Quite a bit of reading here, but it's worth it for those who take an interest in the law and the truth. (To save space I omitted numerous legal footnotes.)

"At the January 2000 trial, the court heard from five witnesses who recounted past comments by Ms. Schiavo ostensibly relating to her end-of-life preferences. Two witnesses, Mary Schindler (Ms. Schiavo’s mother) and Diane Meyer (Ms. Schiavo’s childhood friend) testified that, based on conversations with Ms. Schiavo about the widely publicized Quinlan case (involving a dispute about termination of life sustaining measures), they believed that Ms. Schiavo would not, under the circumstances, elect to decline artificial nutrition and hydration.43 An additional witness, Jackie Rhodes, testified that in the many times she and Ms. Schiavo had visited her grandmother in a nursing home, Ms. Schiavo never expressed to her that she would wish to decline artificial nutrition and hydration were she ever to fall into a profoundly dependent condition. Three witnesses: Michael Schiavo, Scott Schiavo (Mr. Schiavo’s brother), and Joan Schiavo (Mr. Schiavo’s sister-in-law) testified that Ms. Schiavo had, at various times, expressed her desire to decline life sustaining measures under certain circumstances.

"In making its decision, the court discounted the testimony of Rhodes, Schindler, and Meyer. Judge Greer deemed the Schindler testimony to be unreliable based on his understanding that Ms.

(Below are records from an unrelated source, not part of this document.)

PR #1653, opened 2020-06-24
[AT-5352] Enforce nesting of application and environment management groups.

dandds:
When we create management group, we transmit information about what management group should be its parent. For an application management group, its parent should be the portfolio management group. These parameters in the request body do not seem to be respected by Azure at the moment.  It is creating application management groups as children of the tenant's root management group, which is not the hierarchy we want for our Hybrid implementation.

Making a subsequent PATCH request on the management group to update its parent fixes the issue, but we should not have to do this. I think that we should use this as a temporary fix and investigate why the Azure resource management API doesn't seem to respect the initial set of parameters we give it.

This PR introduces a new test class for the hybrid suite, `TestIntegration`. The tests are highly dependent on their order here. The first test provisions a portfolio in Azure. Subsequent tests add an application and environment, provisioning their management groups and ensuring they are nested correctly.

Notes

- The TestIntegration class implements its own version of the database session fixture. Since database entities implemented as fixtures need to be shared between tests in the class, the database session needs to be scoped to the test run session.
- The commit de4c8662d9a912b2ca45151b397518f98701fd69 introduces a parallel change to what was previously done in 60aef421e7. We save the fully qualified ID of the new environment management group as the `cloud_id` for that environment.

https://ccpo.atlassian.net/browse/AT-5352
https://ccpo.atlassian.net/browse/AT-5353

### DIFF
--- a/atat/domain/csp/cloud/azure_cloud_provider.py
+++ b/atat/domain/csp/cloud/azure_cloud_provider.py
@@ -316,12 +316,11 @@ class AzureCloudProvider(CloudProviderInterface):
         session.headers = {
             "Authorization": f"Bearer {sp_token}",
         }
-        if parent_id is None:
-            parent_id = f"/providers/Microsoft.Management/managementGroups/{tenant_id}"
+        request_body = {"properties": {"displayName": display_name}}
 
-        request_body = {
-            "properties": {"displayName": display_name, "parent": {"id": parent_id},}
-        }
+        if parent_id:
+            request_body["properties"]["parent"] = {"id": parent_id}
+
         response = session.put(
             f"{self.sdk.cloud.endpoints.resource_manager}providers/Microsoft.Management/managementGroups/{management_group_id}?api-version=2020-02-01",
             json=request_body,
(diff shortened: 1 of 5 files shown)


tests/domain/cloud/test_hybrid_csp.py
```diff
@@ -81,60 +99,139 @@ def csp(app):
...
-    config = {"billing_account_name": "billing_account_name"}
-
-    while state_machine.state != PortfolioStates.COMPLETED:
-        collected_data = dict(
-            list(csp_data.items())
-            + list(state_machine.portfolio.to_dictionary().items())
-            + list(config.items())
+class TestIntegration:
+    @pytest.fixture(scope="session", autouse=True)
+    def session(self, db, request):
```
graham-dds, line 105: Instead of rewriting this fixture all to set the scope to `session`, you might be able to use some [pytest magic](https://docs.pytest.org/en/stable/fixture.html#dynamic-scope) to dynamically set the scope. Maybe the fixture could determine what scope to use based on the presence of a `hybrid` mark?

atat/domain/csp/cloud/azure_cloud_provider.py
```diff
@@ -303,27 +303,76 @@ def create_initial_mgmt_group_verification(
...
+        https://docs.microsoft.com/en-us/rest/api/resources/managementgroups/update
+        Args:
+            session: a requests session object
+            parent_id: the ID of the parent for the management group
+            display_name: a display name for the management group
+            management_group_id: a simple ID for the management group, like a GUID (i.e., not fully qualified)
+        Returns:
+            True
+        """
+        request_body = {"displayName": display_name, "parentId": parent_id}
```
graham-dds, line 368: I know `displayName` is listed in the request body parameters, but did you determine if it was necessary to include in this `PATCH` since the only thing we're updating is the `parentId`?

tests/domain/cloud/test_hybrid_csp.py
dandds: Good call. Technically, the other tests in the hybrid suite should still use the function-scoped fixture, but it doesn't see to hurt them to share one. Since we intend to re-write them to all share the session-scoped fixture I think that's okay for now. 3c9f71bbff7a9cc12e2ac76232132ef634c40580

atat/domain/csp/cloud/azure_cloud_provider.py
dandds: It wasn't listed as optional, so I made the rookie mistake of trusting the docs. You're right, it works without it. 8cf310e25f7cf836160f1082e22b7f5b31474927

Schiavo’s comments weremade in 1976 (the year in which Judge Greer thought Ms. Quinlan had died), when Ms. Schiavo was only 11 or 12 years of age.44 In fact, Judge Greer’s understanding of the Quinlan chronology was mistaken -- Karen Ann Quinlan died in 1985, which would suggest that Ms. Schiavo’s remarks could have been made when she was between the ages of seventeen and twenty (as Ms. Schindler had originally asserted at the hearing). Similarly, Judge Greer discounted the Meyer testimony based on the same error; he regarded Meyer’s testimony as uncredible because Meyer implied that Karen Quinlan was still alive in 1982.45 Judge Greer was “mystified” by Meyer’s testimony, and concluded that the conversation must have taken place in the 1970s, when Ms. Schiavo was a child.46 But this, of course, was not necessarily so. Thus, Judge Greer discounted evidence that Ms. Schiavo would not choose to decline artificial nutrition and hydration, based in significant part, on an easily verifiable factual error about a historical event.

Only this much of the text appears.